HEADNOTE
[This headnote is not to be read as part of the judgment]
The respondent, Mr Elzamtar, is a builder by trade. He alleged that in approximately 2003 the appellant, Bangladesh Islamic Centre, retained him to coordinate renovations to its mosque and to incur the costs of those works on behalf of the appellant (which would ultimately be reimbursed). The respondent sued for the repayment of certain loans that he had allegedly made to the appellant and for reimbursement of the renovation costs that he claimed he had incurred at the request of the appellant.
The appellant admitted that there had been an arrangement between itself and the respondent however it disputed the quantum of expenses allegedly incurred. It also contended that the respondent's claim was statute-barred as the expenses had been incurred, if at all, more than six years prior to the commencement of proceedings. The respondent adduced a list of expenses that he had allegedly incurred (the Expenditure List) which was signed by representatives of the appellant. In opening submissions below, counsel for the respondent sought to file a Reply, relying on the Expenditure List as a confirmation for the purpose of s 54 of the Limitation Act 1969 (NSW). The primary judge permitted the Reply to be filed as it did not give rise to any factual issues not already present in the proceedings.
His Honour found that the Expenditure List acted as a confirmation, resulting in the respondent's claim in the main not being statute-barred. It was further found that the Expenditure List constituted an admission on the part of the appellant that the expenditures listed in it were incurred and liable to be reimbursed to the respondent. His Honour directed the entry of judgment in favour of the respondent in the sum of $314,055, reflecting the respondent's partial success on the loans claim and the reimbursement claim.
The appellant challenges that part of his Honour's judgment concerned with the reimbursement claim. It argues that there is further evidence additional to the evidence before the primary judge which justifies the setting aside of his Honour's judgment, constituting "special grounds" under s 75A of the Supreme Court Act 1970 (NSW). The further evidence comprises three affidavits which seek to impugn various expenditure items which formed part of the respondent's reimbursement claim.

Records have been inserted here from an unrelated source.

PR #370, opened 2016-12-12
Add test and make it pass through implementation of evaluating Depend…

### LINKED ISSUE #253: Dependent rules don't run when validating asynchronously
``` c#
        [TestMethod]
        public async Task TestAsyncWithDependentRules()
        {
            validator.RuleFor(o => o)
                .NotNull()
                .DependentRules(d =>
                {
                    d.RuleFor(o => o.Address).NotNull();
                });

            var person = new Person();

            var result = await validator.ValidateAsync(person);

            Assert.IsFalse(result.IsValid);
        }
```

Dashue:
Add test and make it pass through implementation of evaluating DependentRules.

Would something like this take care of the dependent rules when async issue? Trying to resolve #253

### DIFF
--- a/src/FluentValidation.Tests/RuleBuilderTests.cs
+++ b/src/FluentValidation.Tests/RuleBuilderTests.cs
@@ -184,6 +184,49 @@ namespace FluentValidation.Tests {
 			validator.Verify(x => x.ValidateAsync(It.Is<PropertyValidatorContext>(c => (string)c.PropertyValue == "Foo"), It.IsAny<CancellationToken>()));
 
 		}
+
+		[Fact]
+		public async Task TestAsyncWithDependentRules_SyncEntry()
+		{
+			var validator = new TestValidator();
+			validator.RuleFor(o => o)
+				.NotNull()
+				.DependentRules(d => {
+					d.RuleFor(o => o.Address).NotNull();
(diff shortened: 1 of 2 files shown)


JeremySkinner:
I'm not sure that's going to work correctly...it only seems to be calling the dependent rules synchronously. As we're in the async path here, the dependentRules should be validated asynchronosly too.

JeremySkinner:
Also, that doesn't seem to behave consistently....the DependentRules should only be invoked if validation of the parent rule succeeds, but it seems to always run them regardless (assuming the async path) which I don't think is correct.

Dashue:
Cheers for the feedback!
I've updated the pr to what I think reflect what you were saying in regards to "should be validated asynchronosly too". I've also updated the test to break, which I believed to be caused by your second point with them being run all the time now. Should DependentRules only be run if all sync and async validators have passed?

Dashue:
I think that might do the trick! Might you throw an eye on it?

JeremySkinner:
Yes, I think they should only run if both the async and non-async validators all pass. 

I'll try and take a look at the updated PR later this week, thanks!

JeremySkinner:
Thanks, I've merged this in with 2 changes: 
- Excluded the tests from the Portable40 tests as they don't compile there
- Renamed RunDependentRules -> RunDependentRulesAsync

The primary issues on appeal were:
(1) Whether the further evidence could have been obtained with reasonable diligence for use at the trial;
(2) Whether there was a high degree of probability that the result below would have been different;
(3) Whether the further evidence is credible.
The Court dismissed the appeal:
(Per Macfarlan JA at [59], Basten JA and Payne JA agreeing at [1] and [60] and adding further observations).
Whilst acknowledging the possible breadth of circumstances in which further evidence on appeal may be adduced, as explained by Bell P in Searle, it is nevertheless convenient to consider the appellant's application by reference to Clarke JA's criteria in Akins: [41], [60].
Akins v National Australia Bank (1994) 34 NSWLR 155, applied.
Searle v Commonwealth of Australia (2019) 100 NSWLR 55; [2019] NSWCA 127, referred to.
In relation to Issue 1:
Nothing in the three affidavits suggests that the further evidence would not have been obtainable by the appellant through the exercise of reasonable diligence prior to the hearing before the primary judge: [42].
The Reply did not give rise to factual issues not already present in the proceedings and thus its filing did not provide an excuse for the appellant not to have sought further evidence prior to the hearing to undermine the respondent's claim for reimbursement: [45], [47]. It was open to the appellant to raise any prejudice suffered from the filing of the Reply with the primary judge, but it did not do so: [48].
In relation to Issue 2:
Whether the invoices sought to be impugned fell within any of the categories of expenditure listed in the Expenditure List is not answered by the further evidence: [52]. The content and nature of the further evidence leads to the strong probability that it would not have made any difference to the result at first instance; the possibility of a different result remains in the realm of conjecture. It further follows that the evidence does not establish that the respondent put forward a false case and knew it: [57].
McCann v Parsons (1954) 93 CLR 418; [1954] HCA 70, referred to.
In relation to Issue 3:
There is no basis for a positive conclusion that the evidence in the affidavits is credible and should be accepted: [58].